By the time Hook was down for the night, tucked into his berth with his datapads stacked neatly for the next day’s lessons, Bonecrusher slipped out. Every motion was measured. The door shut softly behind him, hydraulics held tight so the little mech wouldn’t stir.
He always waited until Hook’s vents had settled into their steady recharge rhythm before leaving. The kid deserved peace. He deserved to dream of blueprints and lessons, not to lie awake listening to his brother stomping out into Kaon after curfew.
So Bonecrusher swallowed his fatigue, squared his shoulders, and walked into the night. Another shift waited, and he’d take it on the same way he took everything else—quietly, without complaint, so Hook never had to.
The walk to the arena was short. His heavy frame cut through Kaon’s restless streets. Even at that hour, the city throbbed with life. Vendors hawked cheap energon from open stalls, shadows traded bets in alley corners, and the glow of the combat pits bled into the sky like a wound. Neon signs pulsed overhead, pulling workers and gamblers alike toward the roar of the crowd.
Bonecrusher kept his head down. He wasn’t there for the fights—not really. He couldn’t afford the entry fees, and he wasn’t about to throw himself into the pit against seasoned gladiators. That wasn’t his fight.
He was there for what came after.
When the shouting dimmed, when the crowds bled out into the streets, when energon still pooled dark across the floor and broken weapons lay scattered in the dust—that was when his work began. The arena didn’t clean itself, and someone had to shovel out the wreckage that was left behind.

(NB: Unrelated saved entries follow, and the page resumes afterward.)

PR #8791, opened 2025-11-05
fix: allocate lhs properly in `move_alloc` and while reallocating scalar `class()` variable

jinangshah21:


src/libasr/asr_builder.h
```diff
@@ -1021,16 +1021,17 @@ class ASRBuilder {
         }
     }
 
-    ASR::stmt_t *Allocate(ASR::expr_t *m_a, Vec<ASR::dimension_t> dims) {
+    ASR::stmt_t *Allocate(ASR::expr_t *m_a, Vec<ASR::dimension_t> dims, ASR::symbol_t* sym_subclass = nullptr) {
```
certik, line 1024: One idea is to create a new function, so that we don't have default values, which are problematic for adding more arguments, etc.

certik (approved):

src/libasr/asr_builder.h
certik: This can be done later, no need now.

He trudged through the gates with the other cleanup crews, the air still vibrating faintly from the echoes of combat. Every clang of metal, every smear of fluid reminded him what this place was built on. And every shift reminded him why he was there: to bring home enough credits to keep Hook far away from it.
The arena floor was chaos at the end of a match—fragments of plating littered the sand, shattered weapons glinting in the low lights. Coolant slicks ran in dark streaks, and energon pooled thick enough to gum up the treads of the maintenance machines waiting at the edges. The air stank of heat and violence, a haze of dust and fluid hanging heavy.
Bonecrusher moved through it with practiced ease. His broad hands gripped twisted girders, dragging them aside. He hauled broken bodies into piles—those who would rise again, and those who never would. It wasn’t glorious work. It wasn’t even honest—nothing like real demolition. But it paid. Not much, just a handful of creds. Enough to add to Hook’s tuition fund. Enough to make the aches worth it.
The lead foremech on cleanup duty stood at the edge of the floor, datapad in hand, barely sparing him a glance. “Clear the debris, Crusher. Fast.”
Bonecrusher grunted and bent back to the wreckage, his muscles already burning, his vents rasping.
Fast.
Always fast.
Never clean. Never careful.
Just clear it out.
Make room for the next fight.
Doesn’t matter what’s broken.
Doesn’t matter who.
He didn’t stop. He stacked scrap, dragged bodies, worked until the floor no longer looked like a battlefield but like an empty stage—waiting for the next round of blood.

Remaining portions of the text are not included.